The new deal represents a significant break from previous UN climate arrangements. It provides for universal participation through bottom-up climate action, on the basis of “common but differentiated responsibilities and respective capabilities” (CBDR-RC), in contrast to previous top-down mandated emissions cuts for developed countries only. Under a binding transparency framework, all parties will have to monitor and report on emissions and track progress on achieving their NDCs regularly, which will be subject to a technical expert review and a facilitative, multilateral consideration of progress.
A series of principles, arrangements, and guidelines need to be developed in order to operationalise the Paris Agreement, and these will govern international cooperation across many climate policy areas for decades to come. Deadlines for implementing various features of the Paris deal vary, ranging from consideration at the first meeting of the parties to the Agreement – to be held at the relevant UNFCCC COP following the deal’s entry into force – to specific dates, such as a one-off facilitative dialogue on progress in 2018 to inform the 2020 NDC submissions; the 2023 start of a binding five-yearly “global stocktake” to assess progress towards achieving the Agreement’s objective and targets; and the establishment of a new collective quantified climate finance goal from a floor of US$100 billion per year prior to 2025.

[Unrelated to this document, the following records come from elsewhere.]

PR #417, opened 2016-02-13
**DO NOT MERGE** Use Curation Concerns File Manager

tpendragon:
Mostly just up so I don't forget. We should be able to merge this once CC has the file manager.


tpendragon:
Mergable when https://github.com/projecthydra-labs/curation_concerns/pull/612 is merged.

tpendragon:
@escowles @jpstroop This should be ready now - file manager is officially in CC 0.8!

escowles:
I was expecting this PR to be almost all deletes, but there are a significant amount of additions, esp. in javascript and views.  Is this because we're adding features on top of the stock CC file manager?  Or is this what you'd expect most implementer to do?

tpendragon:
@escowles It's because we're adding features - mostly the IIIF radio buttons and OCR text selector.

PR #491, opened 2018-02-09
updateHostsFile.py: add ipv6 additionals

FadeMind:
@StevenBlack this is default file in Manjaro Linux. This pull adding extra ipv6 fields data.
screenshot_20180209_192039


StevenBlack:
Thanks Tomasz @FadeMind.  Merging.

PR #492, opened 2018-02-10
Spotify-Ad-free init

FadeMind:
Implemented https://github.com/StevenBlack/hosts/issues/483

- removed `SpotifyAds` sources
- added `data/Spotify-Ad-free/update.json` init file

See: https://github.com/FadeMind/hosts.extras/commit/e5702b4e40edd63f4c5a53322e6cd3fe65862230

@StevenBlack

PR #497, opened 2018-02-12
hosts url update

Laicure:


Laicure:
oh sorry, dup with #492

PR #503, opened 2018-02-16
Add Option to Minimise hosts File

ankitpati:
This option (`--minimise`, `-m`) differs from compress (`--compress`, `-c`) in that it keeps each host on a different line, while still removing unnecessary newlines and comments.

This is necessary because many implementations of URL blockers that rely on `hosts` files do not conform to the standard which allows multiple hosts on a single line.

### DIFF
--- a/readme_template.md
+++ b/readme_template.md
@@ -109,6 +109,11 @@ ignoring non-necessary lines (empty lines and comments) and putting multiple
 domains in each line. Reducing the number of lines of the hosts file improves 
 the performances under Windows (with DNS Client service enabled).
 
+`--minimise`, or `-m`: `false` (default) or `true`, like `--compress`, but puts
+each domain on a separate line. This is necessary because many implementations
+of URL blockers that rely on `hosts` files do not conform to the standard which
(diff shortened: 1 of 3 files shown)


StevenBlack:
Thanks Ankit @ankitpati – very nice.

But... can I ask you to update docs, ind the `Command Line Options` section of the [readme_template.md](https://github.com/StevenBlack/hosts/blob/master/readme_template.md#command-line-options)?

ankitpati:
You’re welcome, and thank you for reviewing the PR.

I updated `readme_template.md`, but I `grep`ped through the whole repo, and cannot find the “docs” which you mention. Essentially, I matched every mention of `compress`, in whatever I could find, with a mention of `minimise`.

I fixed the failing tests, but I feel `test_get_defaults` is overly restrictive and only serves to duplicate work whenever a default option is changed or a new one is added.

StevenBlack:
Ankit @ankitpati thanks!

`readme_template.md` is the only place where the change is required; you got it.

ankitpati:
Thank you for the merge.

Building the new climate regime will undoubtedly face many technical, financial, and political challenges. Among the more systemic concerns is whether the deal does enough to galvanise the action needed to avoid the worst impacts of climate change. This will ultimately depend on whether political will is maintained and supportive policies are put in place.

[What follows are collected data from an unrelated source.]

PR #516, opened 2018-02-26
Removed Cryptominer Domains

ScriptTiger:
Before this PR can be approved, the following list of domains should be discussed as they were not found on @ZeroDot1's list. I've also included some comments.

    # JS based cryptocurrency mining sites
    127.0.0.1 joyreactor.cc
    127.0.0.1 coinminerz.com
    127.0.0.1 cryptonight.wasm # Probably mistaken as a URL, but this is actually the name of a WebAssembly binary package used by miners
    127.0.0.1 www.deepc.cc # deepc.cc is on CoinBlockerList
    127.0.0.1 cryptocoinjs.com
    127.0.0.1 www.cryptocoinjs.com
    127.0.0.1 www.bjorksta.men # bjorksta.men is on CoinBlockerList

### DIFF
--- a/data/StevenBlack/hosts
+++ b/data/StevenBlack/hosts
@@ -217,49 +217,6 @@
 127.0.0.1 yashin.alphonso.tv
 127.0.0.1 zico.alphonso.tv
 
-# JS based cryptocurrency mining sites
-127.0.0.1 server.jsecoin.com
-127.0.0.1 jsecoin.com
-127.0.0.1 www.jsecoin.com
-127.0.0.1 load.jsecoin.com
-127.0.0.1 listat.biz
-127.0.0.1 mataharirama.xyz
-127.0.0.1 static.reasedoper.pw
-127.0.0.1 lmodr.biz
-127.0.0.1 minecrunch.co
-127.0.0.1 minero.pw
-127.0.0.1 ppoi.org
-127.0.0.1 kissdoujin.com
-127.0.0.1 joyreactor.cc
-127.0.0.1 anime.reactor.cc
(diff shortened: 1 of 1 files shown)


paxperscientiam:
With regard to entries that found in a different source, is it worth the effort if the compile process removes the duplicates? I'm not even 100% sure duplicates are removed tbh.

StevenBlack:
@paxperscientiam duplicates are removed, yes.

ScriptTiger:
Duplicates in this case should be removed if we have a dedicated curator to handle their curation. For instance, if rocks.io drops off the grid over night, Steven isn't checking all those domains to see if they are all still active, still have the same scripts available, still under the same management, etc. And that is not a point against Steven, it's just impossible for any one person to give that much time and attention to as many domains as we list in this repo. ZeroDot1 works hard in that very focused area to provide a high quality product so we don't have to worry about it and our end result stays as efficient as possible with only active and relevant domains.

ZeroDot1:
@ScriptTiger @StevenBlack @dnmTX 
https://github.com/ZeroDot1/CoinBlockerLists/commit/a5f79c04d8d0b674cdf767f40b63776b589c0340
https://github.com/ZeroDot1/CoinBlockerLists/issues/120
With the, Last Update I added a white list to improve the use of the CoinBlockerLists, I hope it's a good thing that helps all users to use the CoinBlockerLists well.

StevenBlack:
Thanks as usual, @ScriptTiger.

dnmTX:
Oops....forgot to thank.....THANK YOU @ScriptTiger @StevenBlack @ZeroDot1

PR #517, opened 2018-02-26
phish

paxperscientiam:
Both of these ".win" sites serve up rotten phish (adobe flash).


StevenBlack:
Thanks Chris @paxperscientiam.  Merging.

PR #518, opened 2018-02-26
Added crypto mining sites

anudeepND:
https://www.bleepingcomputer.com/news/security/ad-network-uses-dga-algorithm-to-bypass-ad-blockers-and-deploy-in-browser-miners/


anudeepND:
These domains were borrowed from https://github.com/Yhonay/antipopads/blob/master/hosts
Thanks @Yhonay

dnmTX:
@anudeepND  so judging by the article you posted all the domains that are being generated are used once and then disposed,so is there a point to add that many domains if they are already been used(by my guess) and will never be used again?I just pinged some of them and got "request time out".Unless you tell me that these domains are for future use i don't really see a point of adding them.

anudeepND:
@dnmTX you're right, let @StevenBlack decide whether to close or merge this PR

anudeepND:
Closing...

PR #525, opened 2018-03-03
add OpenBSD support

MitchWeaver:
if check on platform.system(), as OpenBSD has moved to its own 'sudo' alternative: `doas`


StevenBlack:
Thanks Mitch @MitchWeaver !  Beauty.

PR #535, opened 2018-03-09
Remove Superfluous Check for Zero-Length List

ankitpati:
Checking for zero-length is not necessary here as iterating over a zero-length list is perfectly valid, and produces exactly zero iterations, matching the intended behaviour without an extra check.


StevenBlack:
@ankitpati nice!  Merging.

PR #557, opened 2018-04-03
Blocked ads on Hotstar streaming apps

anudeepND:
Google play link: [Hotstar](https://play.google.com/store/apps/details?id=in.startv.hotstar)
Website: [Hotstar](http://hotstar.com)

Hotstar is a popular streaming service with over 100 million downloads on Google play and over 300 million+ users . 
This PR will:
1. Blocks all kinds of video/banner ads and pixel tracking in both app and website.
2. Doesn't cause any slowdowns.
3. Doesn't block any legitimate service.
4. Does not cause any delay while loading the videos.

### DIFF
--- a/data/StevenBlack/hosts
+++ b/data/StevenBlack/hosts
@@ -421,6 +421,30 @@
 0.0.0.0 vidutils.taboola.com
 0.0.0.0 wf.taboola.com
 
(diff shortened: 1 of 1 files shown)


anudeepND:
@StevenBlack they also have Canadian version, `http://ca.hotstar.com` can you check whether it's ad free?

PR #563, opened 2018-04-09
Remove sentry.io from StevenBlack list

jooeycheng:
https://sentry.io is an error tracking tool, not an ad site.

I believe it was added by mistake from https://github.com/StevenBlack/hosts/pull/557

### DIFF
--- a/data/StevenBlack/hosts
+++ b/data/StevenBlack/hosts
@@ -435,7 +435,6 @@
 0.0.0.0 cdn.segment.com
 0.0.0.0 cdn.mxpnl.com
 0.0.0.0 js-agent.newrelic.com
-0.0.0.0 sentry.io
 0.0.0.0 sb.scorecardresearch.com
 0.0.0.0 in-star.videoplaza.tv
 0.0.0.0 segment.hotstar.com


anudeepND:
@StevenBlack and @jooeycheng Regardless of the function, it's a telemetry site.

StevenBlack:
@jooeycheng and @anudeepND looking at the sentry.io site, it appears to function much like crashlytics, which we also block.

I'm OK with blocking this on principle, but I may be tainted because crashlytics is so pervaisive.

Which is to say, I can be convinced either way, to the degree that sentry.io is somehow less scummy than crashlytics.  I just don't know.

anudeepND:
@StevenBlack I agree, but the basic error report contains lots of device data and other logs, so it should be blocked.

jooeycheng:
@StevenBlack @anudeepND got it, understand your point.
This affects me bcos i use sentry at work. I shall add it to my whitelist then. 👍

StevenBlack:
Thanks @jooeycheng because it's interesting either way.

It's a tough call.  In some ways, Crashlytics poisons the well.  Looking at the "sensitive data" section of docs.sentry.io, that seems to have sensible defaults, but it's configurable....

PR #101, opened 2021-08-14
Add getters to scene class

drew-kaul:
Add getters to access parts of a LidarScene (frame, sensors) or Frame (items)
Add unit tests for all methods


sasha-scale:
Unit tests would be a great addition, I also recommend adding `__repr__` methods to to the classes (which makes it more meaningful to print an instance of a scene/frame class

drew-kaul:
> Unit tests would be a great addition, I also recommend adding `__repr__` methods to to the classes (which makes it more meaningful to print an instance of a scene/frame class

Added unit tests for all Frame/Scene methods. I don't think adding a `__repr__` method is necessary - DatasetItem doesn't have one, and by printing out a Scene, you get all the fields there anyways (or you could you use the getters)

sasha-scale (approved):
LGTM

PR #104, opened 2021-08-19
Small tweaks to improve Frame UX

sasha-scale:
Took Diego's suggestion in stride and changed the Frame constructor.  In the process I simplified the frame abstraction by removing the index field.  If a user initializes a Scene with a list of frames, I think it's reasonable to infer frame position from list position.

### DIFF
--- a/nucleus/scene.py
+++ b/nucleus/scene.py
@@ -53,7 +53,7 @@ class Frame:
             sensor: DatasetItem.from_json(item, is_scene=True)
             for sensor, item in payload.items()
         }
-        return cls(items=items)
+        return cls(**items)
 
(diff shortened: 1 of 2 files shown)


ardila (approved):

nucleus/scene.py
```diff
@@ -15,10 +15,11 @@
 from .dataset_item import DatasetItemType, DatasetItem
 
 
-@dataclass
 class Frame:
```
ardila, line 18: Don't skip making this a dataclass, just add keyword args besides items to the items dict

ardila: The downside to this approach is you lose __repr__, eq and many other convenience functions

PR #109, opened 2021-08-27
Trivial changes to make privacy mode work

ardila:


nucleus/constants.py
```diff
@@ -86,6 +86,7 @@
 TYPE_KEY = "type"
 UPDATED_ITEMS = "updated_items"
 UPDATE_KEY = "update"
+UPLOAD_TO_SCALE_KEY = "uploadToScale"
```
sasha-scale, line 89: should be snake_case, will be converted to camelCase on typescript side

tests/test_dataset.py
```diff
@@ -176,8 +178,11 @@ def check_is_expected_response(response):
 
     # Plain image upload
     ds_items_plain = []
-    for url in TEST_IMG_URLS:
-        ds_items_plain.append(DatasetItem(image_location=url))
+    for i, url in enumerate(TEST_IMG_URLS):
+        upload_to_scale = i == 0
```
sasha-scale, line 182: useful to leave an explanatory comment here, i.e. (upload first item in privacy mode)

sasha-scale (changes requested):
Looks like there's a small bug - running `poetry run pytest tests/test_dataset.py::test_append_and_export` against the scaleapi feature branch fails :/

sasha-scale (approved):

PR #110, opened 2021-08-27
No more null reference ids

ardila:
Disallow python client from sending invalid requests: we no longer use dataset item id in append, and require reference id.


sasha-scale (approved):
LGTM

PR #112, opened 2021-09-02
Add Autocurate to API, and add test

fractal1729:
This PR adds functionality for users to run acquisition functions on their model predictions via `nucleus.autocurate.entropy`. This triggers the `nucleus_autocurate_acquisition` step function. There is an integration test in `tests/test_autocurate.ts` which requires the sfn and backend servers to be running locally.

There is also a minor change in promoting the `modelRun.dataset_id` attribute from `modelRun._dataset_id` so it can be accessed in other places.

Among these, trade and investment both directly relate to various parts of the Paris deal, and need to be harnessed for the much-needed low-carbon economic transition. The remainder of this article will focus on key details and next steps that matter from a trade and investment perspective.
A boost for carbon markets
COP21 has sent a clear and strong message that carbon pricing will be an integral part of the global mitigation effort under the new climate regime. The Carbon Pricing Leadership Coalition (CPLC) – launched by 21 governments and over 70 businesses and organisations in December – will undoubtedly contribute to the uptake of carbon pricing policies.
In addition to an expansion of domestic carbon pricing, such as the planned introduction of China’s national carbon market next year, international cooperation in this area will be of significant interest as countries will likely find themselves in an increasingly ambitious and asymmetric climate regime. Linking carbon markets creates a more harmonised carbon price, thus lowering concerns around competitiveness distortions and fears industry may relocate to countries with less stringent climate regulations, referred to as “carbon leakage.” Linking can also incentivise the uptake of new carbon markets and encourage the reduction of potentially trade-distortive and often sub-optimal support measures in existing schemes. The first carbon market linkages have already been formed by California and Québec, by the EU and Switzerland, and more may soon join rank with interest signalled for EU-China, EU-Korea, and China-Korea linkages.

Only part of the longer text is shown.